Monday, 19 March 2018

Moving tribute to pioneer of affordable car

TIME was turned back as 62 Morris cars came together at Nuffield Place.

TIME was turned back as 62 Morris cars came together at Nuffield Place.

A procession of vehicles was staged to mark the 100th anniversary of when the first Bullnose Morris left the manufacturer’s factory at Cowley, Oxford, on March 29, 1913.

Vehicles parked at William Morris’ former home included cars from as early as 1914 and some were driven on public roads for the first time in more than 25 years.

Jane Greenhaf, general manager of the National Trust property, said: “There are many events going on around Oxfordshire to celebrate the centenary and this is a culmination of that.

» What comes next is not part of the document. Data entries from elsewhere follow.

Issue #151, opened 2015-09-26
Markdown syntax help


dmarrazzo:
It could be useful especially for newbies to have a toolbar with all markdown formatting codes.
E.g. Titles, bold, italic, list items, images, links, etc.
A good example would be the stackoverflow text box.

mitya57:
I won't add the new toolbar (as I try to keep the design minimal), but I agree that HTML tags box should better be replaced with something more Markdown-ish.

dmarrazzo:
If you agree, I would try to change the tags menu with Markdown syntax.
I will work on my fork then I'll propose the pull.

mitya57:
I have now merged @dmarrazzo's changes to replace the Tags box with a Formatting box, so I think this can be closed now.

PR #153, opened 2015-09-29
Tags helper changed from html to md

dmarrazzo:
it addresses issue #151


ReText/window.py
```diff
@@ -697,7 +697,7 @@ def getHtml(self, includeStyleSheet=True, includeTitle=True,
 			headers += '<link rel="stylesheet" type="text/css" href="%s">\n' \
 			% cssFileName
 		if includeMeta:
-			headers += ('<meta name="generator" content="ReText %s">\n' %
+			headers += ('<meta name="generator" content="ReText %s" >\n' %
```
mitya57: Why the space?

ReText/window.py
```diff
@@ -211,8 +211,8 @@ def __init__(self, parent=None):
 			trig=lambda: self.insertChars('*'))
 		self.actionUnderline = self.act(self.tr('Underline'), shct=QKeySequence.Underline,
 			trig=lambda: self.insertTag('u'))
-		self.usefulTags = ('a', 'big', 'center', 'img', 's', 'small', 'span',
-			'table', 'td', 'tr', 'u')
+		self.usefulTags = ('header', 'italic', 'bold', 'numbering', 'bullets', 'image', 'link',
```
mitya57: There are already bold/italics/underline actions in Edit menu, please don't duplicate the functionality.

ReText/window.py
dmarrazzo: It was unintentional.

ReText/window.py
dmarrazzo: What do you think to place everything in one place to have a consistent behaviour?
I see two options:
 - remove the Formatting submenu (I would prefer because the toolbar is more accessible)
 - remove the Tags tool and move in Formatting

mitya57: The toolbar is indeed more accessible, but the menu actions also provide shortcuts. Don't know if someone uses them, though. So maybe your suggestion makes sense.

dmarrazzo: it would be perfect to save even the key shortcuts.

ReText/window.py
```diff
@@ -1161,23 +1161,48 @@ def insertChars(self, chars):
...
+			selectedText = tc.selectedText()
+			if not selectedText:
+				selectedText = 'alt text'
+			toinsert = ('['+ selectedText +'](url)')
+		elif ut == 'code':
+			selectedText = tc.selectedText()
+			if not selectedText:
+				toinsert = '\n\n\t'
+			else: 
+				toinsert = ('`'+ selectedText +'`')
```
dmarrazzo: Please note that `code` command has two behaviour depending on whether or not text is selected.
I'm not sure about that:
 - it's comfortable having two result with one command
 - it could be confusing for the newbie

mitya57: Can we have two separate commands: "inline code" and "code block"?

ReText/window.py
```diff
@@ -1161,23 +1161,48 @@ def insertChars(self, chars):
...
+			toinsert = ('!['+ selectedText +'](url)')
+		elif ut == 'link':
+			selectedText = tc.selectedText()
+			if not selectedText:
+				selectedText = 'alt text'
+			toinsert = ('['+ selectedText +'](url)')
+		elif ut == 'code':
+			selectedText = tc.selectedText()
+			if not selectedText:
+				toinsert = '\n\n\t'
```
mitya57: Please use four spaces instead of `\t` (in inserted text), to follow the Markdown standard.

ReText/window.py
mitya57: Do you mean you want both actions and combobox items?

ReText/window.py
dmarrazzo: Done

ReText/window.py
dmarrazzo: Done

ReText/window.py
dmarrazzo: yes, combobox + key shortcut.
Maybe the problem is make them clear for users, I think that the shortcut should be declared in a help page.

dmarrazzo: I'm trying to add a "stand alone" shortcut without lucky!
I found this example that should work with Qt4

    self.boldShortcut = QShortcut(QKeySequence.Bold, self, None, self.insertTag("bold"))

But it does not work in Qt5! Any idea?

mitya57: I don't know why it wouldn't work.

Keeping both actions and toolbar items is also fine, just maybe we can make them use the shared code?

My priority now is fixing an XSettings crash on Xfce and getting a bug fix release out, after that I will merge your pull request.

mitya57:
Hi, sorry for the delay, my schedule was busy and I was not able to look at this.

* I don't think you need to insert newlines when starting a list / code block / etc. I think the user has already started a new paragraph if (s)he clicks on that. It is quite confusing if one i.e. creates a new document, clicks on the helper item, and gets lots of newlines.
* When you start bold italics or underline, the cursor is inside the created block, i.e. `**>cursor<**`. However, when starting image or link, the cursor appears after it. Is it possible to put the cursor inside the newly created block, i.e. `[>cursor<](url)`?

Re the shortcuts, let's leave the current QAction's for bold/italics/underline in place, just make sure they work correctly and share code with the helper items.

Also, there are too many commits in your pull request, please squash them into a single one.

ReText/window.py
```diff
@@ -39,7 +39,7 @@
 from PyQt5.QtWidgets import QAction, QActionGroup, QApplication, QCheckBox, \
  QComboBox, QDesktopWidget, QDialog, QFileDialog, QFontDialog, QInputDialog, \
  QLineEdit, QMainWindow, QMenuBar, QMessageBox, QSplitter, QTabWidget, \
- QTextBrowser, QTextEdit, QToolBar
+ QTextBrowser, QTextEdit, QToolBar, QShortcut
```
mitya57: Please keep the list sorted. `QShortcut` should go between `QMessageBox` and `QSplitter`.

mitya57:
@dmarrazzo Ping? If you fix the issues I mentioned [above](https://github.com/retext-project/retext/pull/153#issuecomment-154742157), I will merge it.

dmarrazzo:
@mitya57 sorry for the delay

dmarrazzo:
hello @mitya57, can you merge my code? I'm pretty sure that other users will enjoy it? Thank you

mitya57:
@dmarrazzo Sorry for the delay! I now squashed your commits into one big, resolved the conflict, and refactored the code a bit.

dmarrazzo:
Ok thank you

“The partnership between the car clubs and the National Trust is really important in keeping Lord Nuffield’s legacy alive.He was one of the greatest businessmen, entrepreneurs and philanthropists of the 20th century.” The event featured cars belonging to members of the Bullnose Morris Club and it was the first time all the White and Poppe Bullnose cars had been together.

Relatives of Lord Nuffield and his financial backer, the 7th Earl of Macclesfield, were also present.

Club registrar Margaret Goding, who organised the vehicle procession, said: “We had people come from as far as Scotland and it was great to see them all together. There are so few of these cars surviving and even fewer that are roadworthy.”

Lord Nuffield pioneered mass car production, manufacturing the first truly affordable cars in Britain.

He and his wife Elizabeth had no children, so he disbursed a large part of his massive fortune to charitable causes. He lived in Nuffield from 1933 until his death in 1963.